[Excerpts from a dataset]
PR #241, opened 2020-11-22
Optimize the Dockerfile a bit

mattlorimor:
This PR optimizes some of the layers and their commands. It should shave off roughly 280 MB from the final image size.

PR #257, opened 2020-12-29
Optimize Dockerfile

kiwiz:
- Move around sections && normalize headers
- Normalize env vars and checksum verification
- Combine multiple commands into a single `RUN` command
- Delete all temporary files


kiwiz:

---

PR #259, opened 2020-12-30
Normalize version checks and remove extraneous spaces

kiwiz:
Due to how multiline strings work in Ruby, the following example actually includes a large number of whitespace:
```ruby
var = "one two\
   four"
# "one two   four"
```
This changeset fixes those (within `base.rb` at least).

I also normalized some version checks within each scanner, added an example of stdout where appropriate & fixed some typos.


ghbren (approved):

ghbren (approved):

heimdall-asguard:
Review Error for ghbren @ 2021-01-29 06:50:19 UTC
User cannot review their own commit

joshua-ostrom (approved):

# What needs to be done:
Would you filter the entries above and keep each line that has the word "Dockerfile"?

# Exercise result:
Optimize the Dockerfile a bit
Optimize Dockerfile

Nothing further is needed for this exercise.